What are unclaimed assets?
When a legal event occurs that mandates that assets are passed on to another person or entity, but that transfer of ownership does not take place, those assets are known as ‘unclaimed assets’. They are different from ‘abandoned assets,’ which can be categorized as assets that have remained dormant (with no activity or contact with their owner) for a given period of time, which differs for every jurisdiction.
Unclaimed assets can be anything from real estate, pension funds and bank accounts to insurance policies, stock dividends, and royalties. While there are many reasons for an asset to be abandoned (such as someone forgetting they own it), there is usually one reason for assets to go unclaimed, and that is their new owners not knowing where and how to claim them.
Why do unclaimed assets exist?
Unfortunately, not all institutions that hold assets have rigorous policies and processes to establish the passing of an asset’s owner. Often, institutions do not know the owner of a certain asset has passed away and that the asset is supposed to be transferred to a new owner. The new owner might be the deceased’s next of kin, an explicitly named beneficiary via a will, or even the state (if none of the aforementioned exist).

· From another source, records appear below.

PR #3861, opened 2022-09-08
DBZ-5593 Provide ability to define SQL Server connection string without default port included

kyleyj:
When using the sqlserver connector, the "database.port" property is a required field with the default value of 1433.  This is problematic when you have a named instance and the port is not configured with the default port.  There needs to be a way via the properties to indicate that the "database.port" property is not provided and to not default to the default port (1433).

These change define a new property ("database.noport") that will create a ConnectionFactory with a URL Pattern that excludes the port configuration.  The config properties as passed to the method to create the ConnectionFactory to determine which type of ConnectionFactory to create: with port in the url pattern or without the port in the url pattern.

### DIFF
--- a/debezium-connector-sqlserver/src/test/java/io/debezium/connector/sqlserver/SqlServerConnectorConfigWithNoportIT.java
+++ b/debezium-connector-sqlserver/src/test/java/io/debezium/connector/sqlserver/SqlServerConnectorConfigWithNoportIT.java
@@ -20,7 +20,7 @@ import io.debezium.embedded.AbstractConnectorTest;
 /**
  * Integration test for the Debezium SQL Server connector.
  *
- * @author Jiri Pechanec
+ * @author Kyley Jex
  */
 public class SqlServerConnectorConfigWithNoportIT extends AbstractConnectorTest {
 


kyleyj:
What is the process to get this PR reviewed & completed?

kyleyj:
> @kyleyj Hi, tanks for the PR, I'll review it tomorrow. Could you please push the commits using your email associated with your GH account so it is properly attributed to you? Thanks

I have updated the commits to have the correct author information.  Please review and let me know if there is anything else that needs to be corrected.

debezium-connector-sqlserver/src/main/java/io/debezium/connector/sqlserver/SqlServerConnectorConfig.java
```diff
@@ -221,6 +221,15 @@ public static SnapshotIsolationMode parse(String value, String defaultValue) {
     public static final Field PORT = RelationalDatabaseConnectorConfig.PORT
             .withDefault(DEFAULT_PORT);
 
+    public static final Field NOPORT = Field.create(DATABASE_CONFIG_PREFIX + SqlServerConnection.NOPORT_NAME)
```
jpechane, line 224: @kyleyj I am not happy with this option. I'd prefer to modify `PORT` locally to be optional instead of required. In that case it would be just enough to check if it is present or not and there will be no need for new config option.

jpechane:
@kyleyj Thanks for the PR - i've left one comment related to the implementation. Unfortunately the Github UI still shows the commits not linked to your account. Are you sure you've used the proper configuration?

debezium-connector-sqlserver/src/main/java/io/debezium/connector/sqlserver/SqlServerConnectorConfig.java
kyleyj: I would have preferred that option too, but that would have introduced a breaking change for anyone that was expecting the default port (1433) to be used when not provided.  In fact, the implementation of defaulting to default port when not provided doesn't following the specification for JDBC.  So, I would prefer to modify `PORT` to be optional but others would need to weigh in on how impactful that change would be.

jpechane: @kyleyj That's very good point. But how about using a magical umber like `0`? If set to `0` then use named instance approach?

kyleyj: Using a magic number (0, -1, etc) would work, but still requires knowledge of the intended behavior like the `noport` property.  How have breaking changes been communicated in the past?  I've noticed that with v19/v20, there was a change with some of the other properties (i.e. database.server.name, database.names, etc.).  Would we just change/communicate the change of defaulting to 1433 when `PORT` is not provided?

jpechane: @kyleyj We are swiching a major version so brekaing changes are allowed. Still I believe that your original argument has a merit. Let's stay with `1433` as default for two reasons

- it is more frequent scenario
- it is consistent with behaviour of other connectors

From user PoV knowledge there is no difference between using new option or magic number. In both cases the docs need to be read. Yet I'd personally prefer to use magical number as the new option is introduced to disable another option which is a bit strange.

Thinking about that there is even one more solution - a generic one that we provide for Oracle - https://debezium.io/documentation/reference/1.9/connectors/oracle.html#oracle-property-database-url

jpechane: @kyleyj And the thing I completely forget about originally - please see https://issues.redhat.com/browse/DBZ-4001

We can provide OOTB alternative connection factory that would just not use the port setting.

kyleyj: That looks like a great option and is probably the right approach.  I'll be testing this out tomorrow.  However, I'm not able to see any documentation that would have led me to this option in the first place.  Other than looking at the example from the ticket, where is the documentation to support this feature?

jpechane: Good point, we probably forgot to add it to the docs. The in-code description is loated in https://github.com/debezium/debezium/blob/main/debezium-core/src/main/java/io/debezium/jdbc/JdbcConfiguration.java#L64

PR #3862, opened 2022-09-08
DBZ-5043 Move TOPIC_PREFIX into CommonConnectorConfig

vjuranek:
`TOPIC_PREFIX` is now mandatory to all connectors therefore it make sense to have it in common config. Beside that, it also makes it more easy to use it in Debezium UI without any workarounds - if the field is not member of the given connector config, the field has to be explicitely added into known fields otherwise is invisible for UI.


jpechane:
@vjuranek Applied, thanks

If the institution does not know of the event or is unable to locate the beneficiaries of the asset’s owner, they usually transfer the asset to the state for safeguarding until the new owner comes forward and claims it.
That, in combination with the original owner of those assets not using a digital inheritance service such as DGLegacy or having a will, often leads to many assets never reaching their rightful owners. Billions of dollars a year never reach the beneficiaries of deceased people, and the number is growing at an alarming rate each year.
What are the effects of unclaimed assets?
There are a couple of major consequences of assets remaining unclaimed.
- The first has to do with the compliance of asset-holding organizations such as banks, pension funds, and stock brokers. They are required by law to have processes and policies in place concerning unclaimed assets. If they do not comply with regulations and do not declare certain assets as unclaimed (having met specific criteria to be designated as such), they can be fined by the government.
- Another major consequence of unclaimed assets concerns primarily their owners. It’s fairly common for one of the partners in a family to be financially literate and take care of the family’s assets. It’s always a good idea for both partners to share that responsibility, but that’s often not the case. If the person who’s responsible for the material well-being of the family suddenly passes away, the rest of the family might find themselves in a very difficult situation. They’d not only be grieving for the loss of their loved one but would also find themselves in a vortex of bills, taxes and other responsibilities, making matters even worse.
How to mitigate the risk of unclaimed assets
As explored above, unclaimed assets are a serious concern which must not be taken lightly. They are a severe problem on their own, but when we take into consideration the fact they become unclaimed during times of extreme hardship for their owners, that significantly increases their negative effects.
Fortunately, there are many proven methods to mitigate the risk of unclaimed assets. These are the key things you can do:
- Don’t leave your loved ones behind
When you improve your financial literacy, don’t forget there are people depending on you. While understanding the stock market or knowing how to navigate the complex world of insurance are tremendously useful skills, their true positive effects are shown when both partners in a family share that knowledge.
- Inform your loved ones of your assets
Unforeseen events are called that for a reason. It’s one thing to know something bad is coming; it’s a completely different story when something happens out of the blue. It’s of paramount importance to let your loved ones know of your assets — at least what they are and in which organizations they are.
- Use a digital inheritance service
Fortunately, we live in a time where technology makes quantum leaps every single day. Digital inheritance services exist to help you mitigate a great deal of the risk associated with unclaimed assets. Our DGLegacy application allows you to categorize your assets in a safe space and designate beneficiaries for each of them. The proprietary algorithm we use in our Heartbeat protocol ensures your loved ones are notified should something unforeseen occur, so they’ll be proactively informed about their designated assets without having to worry about remembering access details or the location of physical vaults. Digital inheritance services such as DGLegacy ensure your loved ones will be able to identify and locate the digital and financial assets that you’ve designated to them.
- Create a will
Though we live in a technologically advanced time, creating an old-fashioned will is never a bad idea. Taking the time to name your beneficiaries in a legally binding format is one of the best investments you can make. Nowadays, you can also create a digital will — and we’ve made sure to explore that option and provide all you need to know about it in our dedicated article on the topic.